EL
ALMA DE MI CUARTO DEDO
Mi
padre, que se pasaba todo el día hablando de cosas muy cultas,
pensaba que nadie le escuchaba. Sabía tocar el violín, arreglar
relojes y completar correctamente cualquier crucigrama del mundo que
cayese en sus manos.
De
él heredé sus meñiques torcidos y que todo el mundo se riese de
ellos. Bonita herencia, pensaba yo con cinco o seis años, cuando mis
hermanos me obligaban a poner el izquierdo muy pegado al derecho para
que fuese el hazme reír de sus amigos que venían a casa. Mi madre,
me dijo que me habían crecido así porque a falta de chupete, me
entretenía con ellos; y una de mis hermanas, que se me habían
doblado un día en que jugaba a hacer el pino. Pero, yo me quedé con
la historia que, sin saberlo, mi padre conformó para mí en todos
esos ratos que hablaba y hablaba creyendo que nadie le escuchaba.
Mi
padre, a pesar del resto de sus rarezas, supo enamorar a mi madre
tocando el violín; pero antes, tuvo que pasar mucho tiempo
ejercitando sus dedos meñiques porque con ellos torcidos le era
imposible bordar la clave de sol. Se empeñó tanto en ello que, al
final, pudo cabalgar con el arco de crin de caballo sobre las cuatro
cuerdas de su violín de madera de arce, para arrancarle los bellos
vibratos que su cuarto dedo izquierdo (como llaman los violinistas al
meñique) siempre había deseado.

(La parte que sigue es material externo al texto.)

PR #6511, opened 2026-02-10
Doc: Adding excalidraw hook and export

JulioPDX:
## Change Summary

Common workflow with this implementation.

- Craft you excalidraw file within vscode or the official site.
- Save the `.excalidraw` file to the `_media` directory.
- Add your file reference to a markdown file

    ```text
    ![My  diagram](stuff.excalidraw)
    ```

- There is a Mkdocs hook that will replace the reference with the appropriate `only-light` and `only-dark` variations (on serve and build)

The implementation uses the [kroki API](https://docs.kroki.io/kroki/setup/usage/) to run the conversions. This seemed like the most direct option that required the least amount of additional requirements.

Light mode example:

image

Dark mode example:

image

## Component(s) name

Docs

## Proposed changes

Please see the change summary.

## How to test

Run `mkdocs serve` or `mkdocs build` locally or view the generated docs in the PR

### Repository Checklist


docs/hooks/excalidraw.py
```diff
@@ -0,0 +1,93 @@
...
+
+    def replace_excalidraw(match: re.Match) -> str:  # type: ignore[type-arg]
+        alt_text = match.group(1)
+        excalidraw_path = match.group(2)
+        title = match.group(3) or alt_text
+
+        # Remove .excalidraw extension and create light/dark paths in exported/ subdirectory
+        # Get the directory and filename parts
+        if "/" in excalidraw_path:
+            dir_part = excalidraw_path.rsplit("/", 1)[0]
```
ClausHolbechArista: refactor all the path manipulation to use the pathlib.Path which contains proper methods for these things.

docs/hooks/excalidraw.py
```diff
@@ -0,0 +1,93 @@
...
+
+        # Build paths to exported/ subdirectory
+        if dir_part:
+            light_path = f"{dir_part}/exported/{base_name}-light.svg"
+            dark_path = f"{dir_part}/exported/{base_name}-dark.svg"
+        else:
+            light_path = f"exported/{base_name}-light.svg"
+            dark_path = f"exported/{base_name}-dark.svg"
+
+        # Check if the exported SVGs exist
```
ClausHolbechArista: Instead of this I think you should call the export function here so we export and build the SVGs on demand during site build instead of having to run the script first.

JulioPDX:
Need to add an exclude to pre-commit on .excalidraw files

docs/hooks/excalidraw.py
JulioPDX: Updated to use the one file approach and also updated the references to excalidraw files in the role docs/pyavd

.pre-commit-config.yaml
```diff
@@ -11,23 +11,24 @@ repos:
     hooks:
       - id: trailing-whitespace
         name: Trims trailing whitespace.
-        exclude: ansible_collections/arista/avd/extensions/molecule
+        exclude: (ansible_collections/arista/avd/extensions/molecule|\.excalidraw$)
```
ClausHolbechArista:
```suggestion
        exclude: >-
          (?x)
          (ansible_collections/arista/avd/extensions/molecule
          |\.excalidraw$
          )
```

.pre-commit-config.yaml
```diff
@@ -11,23 +11,24 @@ repos:
...
       - id: end-of-file-fixer
         name: Ensures that a file is either empty, or ends with one newline.
         exclude_types: [svg, json]
-        exclude: ansible_collections/arista/avd/extensions/molecule
+        exclude: (ansible_collections/arista/avd/extensions/molecule|\.excalidraw$)
```
ClausHolbechArista:
```suggestion
        exclude: >-
          (?x)
          (ansible_collections/arista/avd/extensions/molecule
          |\.excalidraw$
          )
```

.pre-commit-config.yaml
```diff
@@ -11,23 +11,24 @@ repos:
...
           (ansible_collections/arista/avd/extensions/molecule
           |pickle$
+          |\.excalidraw$
           |python-avd/pyavd/_(eos_cli_config_gen|eos_designs)/schema/__init__.py
           |python-avd/pyavd/_eos_designs/eos_designs_facts/schema/protocol.py
           )
       - id: check-merge-conflict
         name: Checks for files that contain merge conflict strings.
-        exclude: ansible_collections/arista/avd/extensions/molecule
+        exclude: (ansible_collections/arista/avd/extensions/molecule|\.excalidraw$)
```
ClausHolbechArista:
```suggestion
        exclude: >-
          (?x)
          (ansible_collections/arista/avd/extensions/molecule
          |\.excalidraw$
          )
```

docs/_media/excalidraw/exported/anta_runner_dark.svg
ClausHolbechArista, line 1: I think these files should be removed and add the `/docs/_media/excalidraw/exported/` path to .gitignore in the root of the repo. These are generated so we don't have to check them in. We can build the site locally or online to test things.

Remember the process to remove them is:
- Delete the files.
- !!! **Commit** !!! (this is the important step in case you were in doubt :)
- Edit .gitignore to add the path under the generated files section
- Commit

ClausHolbechArista (commented):
Perfect, this is exactly what I had hoped for. Thank you!

One small comment on the svg files which we can keep out of git.

docs/_media/excalidraw/exported/anta_runner_dark.svg
JulioPDX: Removed the files in exported and added path to gitignore :)

JulioPDX:
> Perfect, this is exactly what I had hoped for. Thank you!
> 
> One small comment on the svg files which we can keep out of git.

When this works it is glorious. I have now seen instances where the kroki api is either too bust or an internal service is recovering leads to failed builds. We can either keep going down this route or add something to the compose file to stand up the container during the build steps (dont think that would work from a readthedocs perspective).

ClausHolbechArista:
ah I was not aware that the library was using some cloud service. @JulioPDX please find a different library that works purely offline to convert excalidraw to svg in the same way.

JulioPDX:
@ClausHolbechArista Yeah that was a bummer. It started failing. We could host our own but then it would either break or complicate the builds for readthedocs. I'll investigate a cleaner option.

ankudinov (changes requested):
@JulioPDX I'm not confident it's a good idea to rely on an external service for conversion. In my opinion we have enough external APIs to troubleshoot: Galaxy, GitHub, staging, etc. =) However the idea of auto-convert in general sound useful. Can we simply make a local Makefile shortcut for it?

Cuando le escuché contar que a las
aberturas de resonancia de un violín se les llamaba oídos; a la
barra cilíndrica que forma su esqueleto, alma; que tienen talón,
cuello y escote; y que además, el instrumento transpira; pensé que
apenas había diferencia con una persona.
Un
martes o un miércoles, o tal vez uno de esos sábados soleados y sin
colegio de los que yo andaba zascandileando por la casa, le oí decir
que un violín viejo, siempre que no se le dejase dormir durante
demasiado tiempo, sonaba mucho mejor que uno nuevo; y luego pensé en
la gran suerte que tuvo mi padre por tener los meñiques torcidos, e
imaginé a su violín envejeciendo día a día, cogiendo solera para
cuando su cuarto dedo estuviese preparado.
Hubo
un tiempo en que me moría de ganas de decirle que me enseñase a
tocar su violín, porque, quizá, a la par que sus meñiques
torcidos, pudiese haber heredado su habilidad para tocar el concierto
de Brahms en “mi menor” del que muchas veces hablaba; pero las
cosas se quedaron como estaban por culpa de mi timidez y de lo severo
que aquel hombre siempre me había parecido. De todas maneras, por
aquella época, al violín de mi padre ya no habría dios que lo
resucitase, después de llevar años sin sonar y agonizando en el
armario.
El
caso es que, a partir de aquella época y de montar en mi cabeza
historias de violines vivos con oídos, talones, cuellos y escotes,
que cuando envejecían sincronizaban su alma con la de las manos que
los tocaban, dejé de llevar las mías siempre metidas en los
bolsillos. Empecé a ser yo quien pegaba mi dedo meñique derecho al
izquierdo para que mis amigos, y los amigos de mis amigos y los de
mis hermanos los viesen.
Y,
después, les contaba que mi padre era violinista, y se quedaban
pasmados con mis asuntos.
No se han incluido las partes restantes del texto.